Los programas de bloqueo de la publicidad online, hasta hace poco una realidad marginal en el panorama digital, se han colocado en el primer plano de la actualidad del sector a raíz del anuncio de Apple de que incorporará uno a la nueva versión del sistema operativo para sus teléfonos móviles. La cuestión ha dado origen ya a un buen número de declaraciones y reflexiones en los medios (de los que este periódico ha recogido varias en el número anterior y en este), así como a reacciones que por el momento parecen algo desproporcionadas, como la eventual interposición de demandas judiciales, o el anuncio del diario estadounidense The Washington Post de que impediría el acceso a los contenidos desde los equipos con programas de bloqueo instalados (en España, IAB ha anunciado la formación de un grupo de trabajo sobre el asunto). La preocupación de agencias, medios y empresas de servicios tecnológicos de publicidad online es bien lógica pero, de momento, el fenómeno, aunque creciente, no parece endémico, y solo tiene presencia significativa en algunos mercados, entre los que Estados Unidos y Alemania parecen los más notorios. Ello no debe ser óbice, sin embargo, para seguir atentamente su evolución y considerarlo un problema o incluso una amenaza.
La primera cuestión que hay que tener en cuenta es que los programas de bloqueo de publicidad, o las empresas que los proporcionan, no actúan movidos única y loablemente (desde ciertos puntos de vista) por el deseo de proporcionar una mejor experiencia de navegación al internauta. Es sabido que algunos de ellos ofrecen a los medios online, a cambio de un pago, entrar en listas blancas de soportes en los que la publicidad no es neutralizada. Esta realidad arroja sin duda una luz dudosa sobre la actividad de estas compañías.
Por otro lado, es cierto que la dificultad ya proverbial e histórica de rentabilizar a través de la publicidad la amplísima oferta de contenidos gratuitos que ofrecen los medios online ha hecho que los soportes exploten al máximo sus capacidades de implantación de formatos y aceptación de campañas, con lo cual se produce, por un lado, un entorpecimiento de la navegación y, por otro, un indudable efecto de saturación. Este no es exclusivo de los soportes digitales, pero parece aceptarse peor en el ámbito online que en otros medios. Esta realidad es reseñable, porque si bien la acumulación excesiva de publicidad no es beneficiosa ni para el anunciante ni para el consumidor (otra cosa es la cuenta de resultados del medio, claro es), se diría que en internet subyace una actitud un tanto infantiloide por parte de los usuarios según la cual no les bastaría con tener a su disposición una oferta casi infinita de contenidos gratuitos, sino que pretenderían que se les sirviera sin molestia ni peaje alguno.
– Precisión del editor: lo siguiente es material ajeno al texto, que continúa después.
PR #3912, opened 2026-04-02
chore: Separate dev and test rabbitmq to stabilize E2E tests

shiroyasha:


Makefile
```diff
@@ -113,6 +115,8 @@ dev.setup:
 	@touch agent/.env
 	$(COMPOSE) build
 	$(COMPOSE) pull
+	$(COMPOSE) up -d rabbitmq
```
lucaspin: Why do we need to start rabbit on setup?

shiroyasha: Good point. I'll look into alternatives.

shiroyasha: I'm attempting to do it with just rabbitmq configuration. This would be faster to boot in CI, and would make the test.setup and dev.setup side-effect free.

Waiting for CI result...

db/structure.sql
```diff
@@ -37,21 +37,6 @@ SET default_tablespace = '';
 
 SET default_table_access_method = heap;
 
---
--- Name: account_magic_codes; Type: TABLE; Schema: public; Owner: -
---
-
-CREATE TABLE public.account_magic_codes (
```
lucaspin, line 44: Why did this change?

Cabe preguntarse en este sentido hasta qué punto son conscientes de que el contenido de calidad es muy costoso de producir y de que es la publicidad quien lo sufraga en todo o en parte por ellos. Un mundo sin publicidad, como señalaba hace poco un analista estadounidense, sería, simplemente, mucho más caro que el actual.
Estas reflexiones no empecen para que el sector sea consciente de que la publicidad, y especialmente en determinadas formas y cantidades, es ahora mucho más inaceptable para los consumidores que hace solo unos años. Y si no está de más tratar de informar al público lo más claramente posible de la enorme contribución de la inversión publicitaria al sostenimiento de los medios de comunicación (y a la existencia de una prensa profesional libre, cabría añadir) y de parte de la industria del entretenimiento, no puede faltar tampoco -y así se expresan muchos de los profesionales que han opinado sobre el tema- un esfuerzo estratégico y creativo para hacer una comunicación publicitaria más atractiva y relevante. Y ello, independientemente de que la implantación los programas de bloqueo de la publicidad pasen de amenaza a realidad.